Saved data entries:
+ + + + + + +

Issue #22871, opened 2019-09-15
Choose which node to delete when scaling down


pthrasher:
**What kind of request is this (question/bug/enhancement/feature request):**
question

**Steps to reproduce (least amount of steps as possible):**
1. Navigate to nodes page
2. Scale down a node pool

**Result:**
The one I didn't want deleted was deleted.

**Expected Result:**
To be able to choose which node to remove.

**Question:**
Is there some alternate way for me to delete a node and scale down at the exact same time? I need to scale down by 1 and I need to choose the node that gets deleted.

**Other details that may be helpful:**

**Environment information**
- Rancher version (`rancher/rancher`/`rancher/server` image tag or shown bottom left in the UI): v2.2.8
- Installation option (single install/HA): single

**Cluster information**
- Cluster type (Hosted/Infrastructure Provider/Custom/Imported): Infrastructure Provider (aws)

gz#9849
gz#12232
gz#11020

gz#14529

dkeightley:
Additionally, when not choosing a node, Rancher defaults to the oldest node. This is not ideal in all circumstances, for eg: if it's the only good node in the cluster at the time. The oldest of the non-Active nodes should take precedence when selecting a node to remove in a scale down.

deniseschannon:
This enhancement should be implemented as:

* Ability to select which node(s) to delete when scaling down based on node ID(s)/node name(s)
* Ability to select whether or not to drain the node before terminating the nodes

kinarashah:
https://github.com/rancher/rancher/issues/27458

ricky-sb:
@pthrasher, do you have a workaround for this?

sowmyav27:
**On 2.5.6-rc5**

- Deployed a node driver cluster - 3 worker node, enable Drain on delete
- Deploy a deployment with replicas on W1, W2 and W3
- Select W1, W3 and "Scale Down"
- Nodes W1 and W3 get drained. The pods are rescheduled on W2.
- And the nodes W1 and W3 are deleted
- Scale up Worker nodes by 2
- W1, W2, W3 are available.

luthermonson:
Feature adds new member to the v3 node spec called 'scaledownTime' which is defaulted to empty. When set as an rfc3339 time stamp the node pool will delete the node and decrement the pool removing the node from the pool. This allows you to select which node to remove from the pool.

[...]

PR #31301, opened 2021-02-12
[v2.5] add scaledown nodepool feature

luthermonson:
Problem: scaling down a nodepool only allows for the +/- buttons or spec.quantity field to change, the nodepool reconciles and adds/removes nodes numerically from low to high. Allow for the ability to flag nodes for scaledown and remove them from the pool and decrement the quantity.
Solution: added node.spec.scaledown which is an RFC3339 date for when the node should be pulled from the pool. added a scaledown action which sets the scaledown time to now. nodepool will reconcile and pull the node marked for scaledown after the scaledown time. 

https://github.com/rancher/rancher/issues/22871


pkg/api/steve/clusters/clusters.go
```diff
@@ -47,6 +48,7 @@ func Register(ctx context.Context, server *steve.Server) error {
 				// By pass authorization for local shell because the user might not have
 				// GET granted for local cluster
 				if request.Name == "local" && request.Link == "shell" {
+					fmt.Println("fdsa fdsa fdsa fdsa")
```
paynejacob, line 51: rm

paynejacob (commented):
1 minor comment

pkg/api/steve/clusters/clusters.go
luthermonson: bahahah good catch

pkg/apis/management.cattle.io/v3/machine_types.go
```diff
@@ -238,6 +238,7 @@ type NodeSpec struct {
 	DesiredNodeUnschedulable string          `json:"desiredNodeUnschedulable,omitempty"`
 	NodeDrainInput           *NodeDrainInput `json:"nodeDrainInput,omitempty"`
 	MetadataUpdate           MetadataUpdate  `json:"metadataUpdate,omitempty"`
+	Scaledown                string          `json:"scaledown,omitempty"`
```
kinarashah, line 241: maybe it's just me but could we name this better? it sounds like a bool to me 

also, do we want to drop this from api view (similar to desiredNodeUnschedulable) so it's not available for people to edit?

pkg/controllers/management/nodepool/nodepool.go
```diff
@@ -7,9 +7,13 @@ import (
 	"regexp"
 	"sort"
 	"strconv"
+	"strings"
 	"sync"
 	"time"
 
+	apierrors "k8s.io/apimachinery/pkg/api/errors"
+	"k8s.io/apimachinery/pkg/util/wait"
+
```
kinarashah, line 16: nit: go fmt

pkg/controllers/management/nodepool/nodepool.go
```diff
@@ -56,15 +62,73 @@ func (c *Controller) Create(nodePool *v3.NodePool) (runtime.Object, error) {
...
+		logrus.Errorf("[nodepool] reconcile erorr, create or check nodes: %s", err)
+	}
+
+	var np *v3.NodePool
+	if qty != nodePool.Spec.Quantity {
+		// pool was scaled down, need to update qty
+		np = nodePool.DeepCopy()
+		np.Spec.Quantity = qty
+	} else {
+		np = nodePool
```
kinarashah, line 86: why do we need to update node pool if the quantity isn't changed?

pkg/controllers/management/nodepool/nodepool.go
```diff
@@ -56,15 +62,73 @@ func (c *Controller) Create(nodePool *v3.NodePool) (runtime.Object, error) {
...
+			}
+		} else if anno == "updated" {
+			nodePool.Annotations[ReconcileAnnotation] = ""
+			return c.NodePools.Update(nodePool)
+		} else if strings.HasPrefix(anno, "updating/") {
+			// gate updating the node pool to every 20s
+			pieces := strings.Split(anno, "/")
+			t, err := time.Parse(time.RFC3339, pieces[1])
+			if err != nil || int(time.Since(t)/time.Second) > 20 {
+				nodePool.Annotations[ReconcileAnnotation] = ""
```
kinarashah, line 116: is the main purpose of this update to call the reconcile check again? 
Since this func only gets called on an update sync, I'm confused why we need to clean up the annotation every 20s vs checking this on L98 itself: 

`if anno == "" || timeToGateUpdate`

pkg/controllers/management/nodepool/nodepool.go
```diff
@@ -86,6 +150,47 @@ func (c *Controller) Remove(nodePool *v3.NodePool) (runtime.Object, error) {
...
+		Duration: 500 * time.Millisecond,
+		Factor:   1,
+		Jitter:   0,
+		Steps:    6,
+	}
+
+	err := wait.ExponentialBackoff(backoff, func() (bool, error) {
+		newPool, err := c.NodePools.GetNamespaced(nodePool.Namespace, nodePool.Name, metav1.GetOptions{})
+		if err != nil {
+			logrus.Info(err)
```
kinarashah, line 164: nit: prefix error w [nodepool] as other err msgs, same L179

kinarashah, line 164: nit: prefix err msg with [nodepool] as other errors + L179

pkg/apis/management.cattle.io/v3/machine_types.go
luthermonson: Definitely want it in the api, re naming I'm open to suggestions

pkg/controllers/management/nodepool/nodepool.go
luthermonson: To clear the annotation

pkg/controllers/management/nodepool/nodepool.go
luthermonson: the annotation has a timestamp set to it. if something failed (server restarted or anything) and the go routine bombed we need to clear the annotation and start again. it's just safety to give things another try if they failed. similar code is in the cluster provisioned controller

pkg/controllers/management/nodepool/nodepool.go
luthermonson: good idea

pkg/apis/management.cattle.io/v3/machine_types.go
deniseschannon: what is the name of this supposed to be?

deniseschannon: Err. what is the value of this supposed to represent? I agree that the name doesn't immediately indicate what it is.

luthermonson: it's an RFC3339 timestamp for when the node will be pulled from the pool. the action sets it to now but you can set it via the api to a time in the future and the nodepool will pull the node after that time

deniseschannon: So it's the timestamp of when to scale down? 

So could it be `ScaledownTimestamp`? I'm not great at naming items.

luthermonson: we do `LastUpdateTime` on norman conditions which are also rfc3339 timestamps, how about `ScaledownTime` ?

kinarashah: sounds better than `scaledown`

pkg/api/norman/customization/node/node.go
```diff
@@ -99,7 +102,24 @@ func (a ActionWrapper) ActionHandler(actionName string, action *types.Action, ap
...
+	return nil
+}
+
+func scaledownNode(actionName string, apiContext *types.APIContext) error {
+	node, schema, err := getNodeAndSchema(apiContext)
+	if err != nil {
+		return err
 	}
+
+	values.PutValue(node, time.Now().Format(time.RFC3339), "scaledown")
```
kinarashah, line 117: would need to change to scaledowntime now

pkg/controllers/management/node/controller.go
```diff
@@ -499,6 +501,28 @@ outer:
...
+	if obj.Spec.ScaledownTime == "" {
+		return nil
+	}
+
+	scaledown, err := time.Parse(time.RFC3339, obj.Spec.ScaledownTime)
+	if err != nil {
+		return fmt.Errorf("[node] failed to parse scaledown time, is it in RFC3339? %s", obj.Spec.ScaledownTime)
+	}
+
+	if scaledown.Before(time.Now()) {
```
kinarashah, line 514: wouldn't we need to `EnqueueAfter` if the time is set to sometime later?  (we could maybe rely on the node updates which happen often, but wanted to ask if that's the decision)

pkg/api/norman/customization/node/node.go
luthermonson: great catch, thanks for that

PR #31314, opened 2021-02-12
Skip app tests on hardened clusters

rancher-max:
Most apps will not deploy on a hardened cluster due to the nature of its security, so better to just skip these tests during the pre/post upgrade checks.


bmdepesa (approved):
LGTM

sowmyav27 (approved):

+ + + + + + +

From the entries above, copy every line containing the word "again".

- [RESULT]:
kinarashah, line 116: is the main purpose of this update to call the reconcile check again? 
luthermonson: the annotation has a timestamp set to it. if something failed (server restarted or anything) and the go routine bombed we need to clear the annotation and start again. it's just safety to give things another try if they failed. similar code is in the cluster provisioned controller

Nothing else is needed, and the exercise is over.